How to implement a meta-estimator with the scikit-learn API?

Deadly 提交于 2021-02-19 00:23:15


I would like to implement a simple wrapper / meta-estimator which is compatible with all of scikit-learn. It is hard to find a full description of what exactly I need.

The goal is to have a regressor which also learns a threshold to become a classifier. So I came up with:

from sklearn.base import BaseEstimator, ClassifierMixin, clone

class Thresholder(BaseEstimator, ClassifierMixin):
    def __init__(self, regressor):
        self.regressor = regressor
        # threshold_ does not get initialized in __init__ ??

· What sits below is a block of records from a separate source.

PR #205, opened 2017-09-12
expose submitter_profile_id for entries

Pomax:
This adds a `submitter_profile_id` property to entries, which can be used to crosslink entries to the posting user's profile in the client

### DIFF
--- a/pulseapi/entries/serializers.py
+++ b/pulseapi/entries/serializers.py
@@ -90,13 +90,17 @@ class EntrySerializer(serializers.ModelSerializer):
         return instance.published_by.name
 
     # "virtual" property so that we can link to the correct profile
-    submitter_id = serializers.SerializerMethodField()
+    submitter_profile_id = serializers.SerializerMethodField()
 
-    def get_submitter_id(self, instance):
+    def get_submitter_profile_id(self, instance):
         """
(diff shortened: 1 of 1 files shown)


pulseapi/entries/serializers.py
```diff
@@ -89,6 +89,19 @@ def get_published_by(self, instance):
...
         return instance.published_by.name
 
+    # "virtual" property so that we can link to the correct profile
+    submitter_profile_id = serializers.SerializerMethodField()
+
+    def get_submitter_profile_id(self, instance):
+        """
+        Get the id for the user who published this entry
+        """
+        profiles = instance.published_by.profile.all()
```
Pomax: this is a little odd, but a consequence of how we ended up implementing profiles. They're technically a many-to-many relation (and I already can't remember why) so accessing `instance.published_by.profile` yields a RelationManager, not an actual UserProfile object.

gideonthomas: it looks like it's a one-to-many relation, i.e. 1 User has many profiles. Yeah weird, it probably should have been 1:1 (optional relationship due to orphaned org profiles).

gideonthomas:
thanks @Pomax!

PR #209, opened 2017-09-19
adding npm scripts for better dev ergonomics

gvn:
🎉 🎉 🎉

### DIFF
--- a/package-lock.json
+++ b/package-lock.json
@@ -1,0 +1,5 @@
+{
+  "name": "network-pulse-api",
+  "version": "1.0.0",
+  "lockfileVersion": 1
+}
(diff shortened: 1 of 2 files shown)


gvn:
It shouldn't cause any problems...

gideonthomas:
should be fine

Pomax:
One bit problem is that this is unix-specific. We might need to actually write a small script that does a `process.platform` and calls either `source ven/bin/activate` or `venv\Scripts\Activate` depending on the OS found.

gvn:
Let's do that as a follow on since this is just an extra shortcut right now.

Pomax:
but... I'm a windows dev =(

I mean I'm fine with follow-up of course, but it's always that little bit disheartening to see windows getting relegated to an also-ran to be done later. Filed https://github.com/mozilla/network-pulse-api/issues/210 for the follow-up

    def fit(self, X, y, optimal_threshold):
        self.regressor = clone(self.regressor)    # is this required my sklearn??, y)

        y_raw = self.regressor.predict()
        self.threshold_ = optimal_threshold(y_raw)

    def predict(self, X):
        y_raw = self.regressor.predict(X)

        y = np.digitize(y_raw, [self.threshold_])

        return y

Is this implement the full API I need?

My main question is where to put the threshold. I want that it gets learned only once and can be re-used in subsequent .fit calls with new data without being readjusted. But with the current version it has to be retuned on every .fit call - which I do not want?

On the other hand, if I make it a fixed parameter self.threshold and pass it to __init__, then I'm not supposed to change it with the data?

How can I make a threshold parameter which can be tuned in one call of .fit and be fixed for subsequent .fit calls?